I tried to re-produce the same problem on Linux to Linux, even if i take smallest configuration NFS server, I don't see NFS clients are having issues with Linux NFS servers, when it comes to accessing 1000's of files.

Is there anything else I should take a look at FreeBSD server side?


----------



## find&grep (Oct 7, 2017)

I would like add one more point here, soft with timeo options works fine. but some times it fails with timeout error, but I am realy concern about data corruption by using soft option instead of hard NFS mount.


----------



## Oko (Oct 7, 2017)

find&grep said:


> Hi All,
> 
> I have been facing a strange problem on AWS, where i created a large freebsd NFS server, with the below configuration.
> 
> My Throughput to writing a file is 600-800MBPS and reading files are much higher. I have no issues with throughput, but the problem is with while accessing a folder which has several 1000's of files makes NFS client hangs,


Has nothing to do with AWS, NFS, file system you are using, or FreeBSD for that mater. It has everything to do with the fact that you have hundreds of thousands of small files. I am surprised that you didn't run our of inodes. My friend you have so much metadata that you are bringing the system to its knees. It doesn't matter how small is a file. Its metadata is no smaller than the metadata of very large files. Now multiply that with 100 000 and you are in troubles. I have dealt with such problems at work (Carnegie Mellon University) when we were dealing with millions of tiny files. I am guessing you are in the same business of statistical data mining. Welcome to the club 

You have to make directories smaller. You will not be able to use NFS (neither sync nor async) to export such files to other machines. You will probably have to use SAN.


----------



## find&grep (Oct 9, 2017)

Oko said:


> Has nothing to do with AWS, NFS, file system you are using, or FreeBSD for that mater. It has everything to do with the fact that you have hundreds of thousands of small files. I am surprised that you didn't run our of inodes. My friend you have so much metadata that you are bringing the system to its knees. It doesn't matter how small is a file. Its metadata is no smaller than the metadata of very large files. Now multiply that with 100 000 and you are in troubles. I have dealt with such problems at work (Carnegie Mellon University) when we were dealing with millions of tiny files. I am guessing you are in the same business of statistical data mining. Welcome to the club
> 
> You have to make directories smaller. You will not be able to use NFS (neither sync nor async) to export such files to other machines. You will probably have to use SAN.

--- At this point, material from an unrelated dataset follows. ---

Issue #3775, opened 2021-01-29
chore: CI failing because of logging dependencies missing at runtime


slarse:
We currently have a [ton of failures over on Jenkins](https://ci.inria.fr/sos/) due to some sl4j stuff not being available at runtime in the maven plugin. I have not been able to replicate it locally; it all works fine for me.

Hi Oka, Thanks for the detailed explanation, but the same issue is not found when i use a tiny Linux server with Linux Client combination. though I have little latency while using ls command, the client is not impacting.

Is there anyway I can tune freebsd ZFS metadata ?


----------



## Oko (Oct 9, 2017)

find&grep said:


> Hi Oka, Thanks for the detailed explanation, but the same issue is not found when i use a tiny Linux server with Linux Client combination. though I have little latency while using ls command, the client is not impacting.
> 
> Is there anyway I can tune freebsd ZFS metadata ?


Linux is probably doing async writes and XFS can't do COW and checksum anyway. No question that it is faster. The real question is how much do you care for safety of your data. If the answer is I care but I could live with very low probability of data loss go with Linux. if you truly care about data loss and data integrity you are using the right tool.


----------